• Pork prices easing, fish still pricey after ‘Ineng’ – DA


    Prices of pork, potato and eggplant have started to drop while prices of fish and certain vegetables remain high following the onslaught of Typhoon Ineng (international name Goni), the Department of Agriculture (DA) said on Wednesday.

    Leandro Gazmin, DA assistant secretary for agribusiness, said that based on price and supply monitoring conducted by the DA’s Agribusiness and Marketing Assistance Service (AMAS), pork kasim is now sold about P10/kg lower than its August 19 price prior to Typhoon Ineng.

    On the other hand, prices of galunggong (round scad) and alumahan (long-jawed mackerel) have increased by P10/kg and P60/kg, respectively.

    “This can be attributed to the sailing restrictions due to the typhoon,” Gazmin said.
    Prices of potato and eggplant have fallen by about P10/kg while prices of cabbage, carrots and pechay Baguio have risen to P70/kg, P90/kg and P40/kg, respectively.

    “These highland vegetables are prone to rotting; thus, changes in prices are always experienced during the rainy season,” Gazmin said.

    For lowland vegetables, price increases were noted for tomato, up by P10/kg, and native pechay, up by P30/kg.

    Nevertheless, according to AMAS, vegetable supplies in the markets monitored remain normal.

    Gazmin said that prices of highland vegetables will normalize with the arrival of 250 to 300 trucks—each with an average load of 3,000 kg—of assorted highland vegetables from the La Trinidad Trading Post.

    “As of the DA’s last checking, the roads leading to the trading post and going to Manila are now passable,” he said.
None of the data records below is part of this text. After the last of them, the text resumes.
PR #832, opened 2025-02-25
feat(torture): latency injection

gabriele-0201:
The following pr introduces 'Latency Injection' within `Trickfs`. This can be triggered by the `TrickHandle`, and if triggered, every `trickfs` operation will be subject to a scheduled reply after a certain delay.

Notes:
1. In order to deal with latencies, the timeout for waiting for agent replies needed to be increased, as sometimes there were quite big delays.
2. Two of the most crucial `trickfs` operations are read and write, which I tried to keep simple while injecting latencies. For writes, they happen immediately but the reply of things getting written is scheduled. The same applies to reads, where things are copied into the scheduled reply. This latter part introduces some latency by itself, but it does not significantly impact the code with lifetimes or check if memory got modified in the meantime.
3. To keep `torture` reproducible to a certain extent, I added a seed to `trickfs`, which also needs to be specified in all other occasions. Let me know if you have a better approach to handle this while keeping it reproducible.

Closes THR-114

### DIFF
--- a/trickfs/src/latency.rs
+++ b/trickfs/src/latency.rs
@@ -1,0 +1,91 @@
+use std::{
+    collections::VecDeque,
+    sync::mpsc::{self, Receiver, RecvTimeoutError, Sender},
+    time::{Duration, Instant},
+};
+
+use rand::SeedableRng;
+use rand_distr::Distribution;
+
+/// Max possible delay, in micros, used as injected latency.
+const MAX_LATENCY_MICROS: u64 = 1500;
+type Reply = Box<dyn FnOnce() + Send + 'static>;
+
+/// An injector of latencies.
+///
+/// This allows to schedule replies after a certain delay.
+/// Delays are randomly chosen following a Pareto Distribution.
+/// 80% of the delay will be below 20% of MAX_LATENCY_MICROS
+pub struct LatencyInjector {
+    rng: rand_pcg::Pcg64,
+    distr: rand_distr::Pareto<f64>,
+    tx: Sender<(Reply, Duration)>,
+}
+
+impl LatencyInjector {
+    pub fn new(seed: u64) -> Self {
+        let (tx, rx) = mpsc::channel();
+        let _ = std::thread::spawn(|| scheduler(rx));
+        Self {
+            rng: rand_pcg::Pcg64::seed_from_u64(seed),
+            distr: rand_distr::Pareto::new(1.0, 1.16).unwrap(),
+            tx,
+        }
+    }
+
+    pub fn schedule_reply(&mut self, reply: Reply) {
+        // Shift and scale, values above 100.0 (0.05%) are clipped to MAX_LATENCY_MICROS.
+        let f = f64::min((self.distr.sample(&mut self.rng) - 1.0) / 100.0, 1.0);
+        let micros = (f * MAX_LATENCY_MICROS as f64).round() as u64;
+        let delay = Duration::from_micros(micros);
+        self.tx.send((reply, delay)).unwrap();
+    }
+}
+
+/// Task used to execute every scheduled reply.
+fn scheduler(rx: Receiver<(Reply, Duration)>) {
+    let mut scheduled: VecDeque<(Reply, Instant)> = VecDeque::new();
+    loop {
+        let (_, deadline) = match scheduled.front() {
+            Some((reply, deadline)) => (reply, deadline),
+            None => {
+                // Nothing scheduled, wait for next reply.
+                match rx.recv() {
+                    Ok((reply, delay)) => {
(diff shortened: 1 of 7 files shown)


gabriele-0201:
* **#832** <a href="https://app.graphite.dev/github/pr/thrumdev/nomt/832?utm_source=stack-comment-icon" target="_blank">Graphite</a> 👈 <a href="https://app.graphite.dev/github/pr/thrumdev/nomt/832?utm_source=stack-comment-view-in-graphite" target="_blank">(View in Graphite)</a>
* `master`


<h2></h2>

trickfs/src/lib.rs
```diff
@@ -406,6 +415,18 @@ impl Trick {
         }
         path
     }
+
+    /// Schedule the reply if `trigger_latency_injector` is on, otherwise reply directly.
+    fn schedule_reply(&mut self, reply: impl FnOnce() + Send + 'static) {
+        if !self
+            .trigger_latency_injector
```
pepyakin, line 422: Nit: can't we make this local, that is not atomic?

trickfs/src/latency.rs
```diff
@@ -0,0 +1,91 @@
...
+        let (_, deadline) = match scheduled.front() {
+            Some((reply, deadline)) => (reply, deadline),
+            None => {
+                // Nothing scheduled, wait for next reply.
+                match rx.recv() {
+                    Ok((reply, delay)) => {
+                        schedule_new_reply(&mut scheduled, reply, delay);
+                    }
+                    Err(_) => break,
+                };
```
pepyakin, line 58: Nit
```suggestion
                }
```

trickfs/src/latency.rs
```diff
@@ -0,0 +1,91 @@
...
+
+    // Answer to all pending replies.
+    for (reply, _) in scheduled {
+        reply();
+    }
+}
+
+/// Insert the reply into the scheduled queue following an order by the deadlines.
+fn schedule_new_reply(scheduled: &mut VecDeque<(Reply, Instant)>, reply: Reply, delay: Duration) {
+    let new_deadline = std::time::Instant::now() + delay.clone();
```
pepyakin, line 84: Nit: not sure what makes it a *new* deadline

trickfs/src/latency.rs
```diff
@@ -0,0 +1,91 @@
...
+                    }
+                    Err(_) => break,
+                };
+                continue;
+            }
+        };
+
+        // Wait for a new reply to be scheduled or until we reach the deadline
+        // of the first reply in the queue.
+        let timeout = *deadline - std::time::Instant::now();
```
pepyakin, line 65: Is it possible that a negative duration will be created here (= panic)?

pepyakin (changes requested):
Blocking only because of potential panic.

trickfs/src/lib.rs
gabriele-0201: I don't think so. `trigger_latency_injector` is an `Arc<AtomicBool>` which is shared with `TrickHandle` in the following manner:
```rust
impl TrickHandle {
    pub fn set_trigger_latency_injector(&self, on: bool) {
        self.trigger_latency_injector
            .store(on, std::sync::atomic::Ordering::Relaxed);
    }
    //...
}
```
Thus `trigger_latency_injector` is being shared between the trickfs thread and the supervisor which should always be able to trigger it on/off.

It mimics what done by `trigger_enospc` which is also an `Arc<AtomicBool>`.

trickfs/src/latency.rs
gabriele-0201: Just the fact that it is being added to the `scheduled` deque, nothing more.

I will update it to:
``` rust
    let deadline = std::time::Instant::now() + delay.clone();
    // If two replies happen to have the same deadline, then they will be kept in FIFO order.
    let idx = match scheduled.binary_search_by_key(&deadline, |(_, d)| *d) {
        Ok(idx) => idx + 1,
        Err(idx) => idx,
    };
    scheduled.insert(idx, (reply, deadline));

```

trickfs/src/latency.rs
gabriele-0201: Initially I thought no because the implementation of `std::ops::Sub` for `std::time::Instant` states: `Returns the amount of time elapsed from another instant to this one, or zero duration if that instant is later than this one.` But your comment made me look again and I found a second portion of the doc which states: `Panics - Previous Rust versions panicked when other was later than self. Currently this method saturates. Future versions may reintroduce the panic in some circumstances. See [Monotonicity](https://doc.rust-lang.org/std/time/struct.Instant.html#monotonicity).`

I will update the code to use `checked_sub`!

pepyakin (approved):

    As of August 25, damage caused by Typhoon Ineng to the country’s agriculture sector is estimated to have reached P143.68 million, affecting 8,114 hectares in Region 1 and the Cordillera Autonomous Region (CAR).

    The rice subsector sustained the most damage with 4,939 metric tons or P83.29 million worth of palay crops damaged. Of the total 5,202 hectares of palay farms were affected, although about 4,841 hectares still have a chance of recovery, the DA said.

    The corn sector, on the other hand, incurred P29.43 million in damage – with 2,544 MT of corn crops lost in 2,395 hectares in the two regions; while P28.26 million worth of high-value crops, mostly highland vegetables, were also damaged by the heavy rains.